After RYGP, the following results can be observed, with important metabolic effects: gastric restriction, leading to early satiety, and decreasing the volume of the meals; exclusion of the fundus of the stomach from the alimentary transit, leading to a reduction in the secretion of ghrelin and subsequent anorexigenic effect; and faster arrival of nutrients to the distal intestine, in order to stimulate the release of PYY and GLP-1, which lead to decreased food intake and improve glucose tolerance (Rubino et al. 2006; Cummings et al. 2007).
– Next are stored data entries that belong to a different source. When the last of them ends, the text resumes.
PR #606, opened 2015-07-16
Add Eclipse codeStyle.xml

Nadahar:
This is not ready to merge, it's more of a suggestion. I haven't really figured out the "UMS code style" yet other than that you prefer less blank lines than me and that you put else, catch etc on the same line as }.

I've simply exported my current Eclipse profile as a starting point. It would really make it easier if you agreed on what the desired settings are and then included the file in the project. In that way, anyone using Eclipse could get it right from the beginning.

### DIFF
--- a/CheckStyle.xml
+++ b/CheckStyle.xml
@@ -1,0 +1,171 @@
+<?xml version="1.0" encoding="UTF-8"?>
+<!DOCTYPE module PUBLIC "-//Puppy Crawl//DTD Check Configuration 1.3//EN" "http://www.puppycrawl.com/dtds/configuration_1_3.dtd">
+
+<!--
+    This configuration file was written by the eclipse-cs plugin configuration editor
+-->
+<!--
+    Checkstyle-Configuration: UMS
+    Description:
+Checkstyle configuration that checks the sun coding conventions.
+-->
+<module name="Checker">
+  <property name="severity" value="warning"/>
+  <property name="fileExtensions" value="java, properties, xml"/>
+  <module name="TreeWalker">
+    <module name="RegexpSinglelineJava">
+      <property name="format" value="^\t*(?! \*) "/>
+      <property name="message" value="Indent must use tab characters"/>
+      <property name="ignoreComments" value="true"/>
+    </module>
+    <property name="tabWidth" value="4"/>
+    <module name="JavadocMethod">
+      <property name="scope" value="protected"/>
+    </module>
+    <module name="JavadocType">
+      <property name="scope" value="protected"/>
+    </module>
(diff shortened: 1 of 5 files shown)


SubJunk:
We aren't very strict about code style but it would be nice to define an ideal standard.
A few things that I usually change in formatting commits are:

Use tab-indentation, but use space-indentation for inline-indentation. This is because it allows developers to change their tab display to match the level of indentation they prefer (i.e. developers who like using 2-space indentation can just change their IDE settings to use 2-space tab width), and using spaces for inline-indentation means the indentation is always in sync with itself no matter which tab-width is set by the developer.

if {
} else {
}

Use switches instead of ifs for 3 or more conditions.

Use blank lines for grouping. So if you initialize a variable just before the statement it's use in, there's no blank line between them. But if you're initializing a variable to be used later in the code, a blank space is used. Similarly if if statements are related they don't have a blank space but if they are separate they do.

Those are some ranty thoughts on code style and I'm happy for people to disagree and it would be cool if we can define a document that explains what we agree on

Nadahar:
I've made certain changes to my ```codeStyle.xml``` since then to better fit UMS' style (UMS' style isn't homogeneous, so it's hard to be precise). It's good enough to use for automatic formatting of simple files, but I wouldn't dare to use it on more complex classes.

I also have a ```checkstyle.xml``` that I'm using some, but I think it still needs some more work to fit properly. We could always make updates to them as we see fit later though, so it might be an idea to start with those I have.

Sami32:
:+1:
Better, yes ;)

Nadahar:
I've added more "formatting" setting files I use, and updated the one that was already here. They are far from perfect, but they're much better than nothing and should ideally evolve with the project.

Nadahar:
@SubJunk @valib Do you have any reservations against merging this? None of this is applied automatically, it's just template files that provides a default that matches UMS a bit better than the default settings.

SubJunk:
I haven't reviewed the changes but since I don't use Eclipse I don't mind :) Happy for it to be merged

valib:
@Nadahar no objection but I reccomend to add somewhere how to set Eclipse to use those settings.

Nadahar:
@valib Is that better?

valib:
@Nadahar mybe I am doing something wrong but the setting is not automatically enabled. This works only when I manually change the Eclipse setting.

Nadahar:
@valib Yes, I described how to use them in the Eclipse.README file. Nothing of this is automatically applied. If we want them to be automatically applied we have to check in the ```.settings``` folder as well. My thought wasn't to enforce any of this, but to make these settings easily available for those who wanted them.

The reversal of T2DM occurs due to an increase in insulin sensitivity, associated with an improvement in beta-cell function, including recovery of the first phase of insulin secretion. This recovery is due to an increase of GLP-1 production. Remission of diabetes is observed on the first postoperative days after RYGP (Laferrere et al. 2008).
This early antidiabetic effect is not observed in patients undergoing purely restrictive procedures, such as adjustable gastric banding. This finding reinforces the role of enterohormones in metabolic effects of bariatric procedures, and not just consequence of weight loss.